Task description
Which lines of the entries below run from the one holding "Repo for which" to the one holding "On glancing at", inclusive? Set down exactly those lines and no others.

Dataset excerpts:
Issue #1199, opened 2021-11-30
Create an account at crates.io to publish artifacts of Rust Client


adityaj1107:
We need crates.io account to publish the artifacts of the opensearch rust client for community consumption. Please help create this account.

aditjind:
Repo for which artifacts need to be published: [opensearch-rs](https://github.com/opensearch-project/opensearch-rs)

gaiksaya:
[Offline Discussion] @aditjind is figuring out how to sign and publish the artifacts on crates.io
https://doc.rust-lang.org/cargo/reference/publishing.html
On glancing at the above document looks like the process can be automated. We can use `opensearch-ci-bot` as the GH account required to publish to crates. Need to check with the permissions and stuff.
However, since we are running short on time @aditjind requested to publish the initial version of client using manual documented process. He will work parallely on automating this for future releases.
The automation would include adding a jenkins workflow for opensearch-rs that will have right set of credentials to publish.
cc: @bbarani

VijayanB:
@gaiksaya In the meantime, shall we create an opensearch-project account and use that to publish either manual or automation.

gaiksaya:
> @gaiksaya In the meantime, shall we create an opensearch-project account and use that to publish either manual or automation.

I do not see an option to create a new account. All see is `Log in with GitHub`. Am I missing something here?

bbarani:
@aditjind @VijayanB Can we directly link opensearch-ci-bot GitHub account with crate.io and publish the artifacts?

aditjind:
As per my understanding, we will use the opensearch-ci-bot GitHub account to publish the first release of the client manually. We will then have automation scripts to build, sign and publish the artifacts via Infra Jenkins setup. 
cc: @gaiksaya (Correct me if I missed anything).

aditjind:
No staging area support for Crates:

* [Issue](https://github.com/rust-lang/crates.io/issues/1503) 
* [Discussion](https://github.com/rust-lang/crates.io/discussions/4330)

PR #1605, opened 2022-02-09
added support for .crate files in signer for crate.io

abhinavGupta16:

### Description
Added support to sign `.crate` files with `pgp` as a part of https://github.com/opensearch-project/opensearch-build/issues/1199
 
### Check List

### DIFF
--- a/src/sign_workflow/signer.py
+++ b/src/sign_workflow/signer.py
@@ -18,7 +18,7 @@ The signed artifacts will be found in the same location as the original artifact
 
 
 class Signer:
-    ACCEPTED_FILE_TYPES = [".zip", ".jar", ".war", ".pom", ".module", ".tar.gz", ".whl"]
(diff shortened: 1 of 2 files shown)


aditjind (approved):

peternied (approved):
Approving to unblock, but it asks the question, why do we only sign files on this list?  Seems like a pain every time we encounter a new one

zelinh (commented):
Does our signing client support signing `.crate` file?

abhinavGupta16:
> Does our signing client support signing `.crate` file?

It does now

gaiksaya:
> Approving to unblock, but it asks the question, why do we only sign files on this list? Seems like a pain every time we encounter a new one

I think this was in place when signing maven artifacts was implemented and while looping through the directory, we wanted to avoid signing `.sig` or `.asc` files which were also stored in same directory.

zelinh (approved):
Thanks.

Response box
Repo for which artifacts need to be published: [opensearch-rs](https://github.com/opensearch-project/opensearch-rs)

gaiksaya:
[Offline Discussion] @aditjind is figuring out how to sign and publish the artifacts on crates.io
https://doc.rust-lang.org/cargo/reference/publishing.html
On glancing at the above document looks like the process can be automated. We can use `opensearch-ci-bot` as the GH account required to publish to crates. Need to check with the permissions and stuff.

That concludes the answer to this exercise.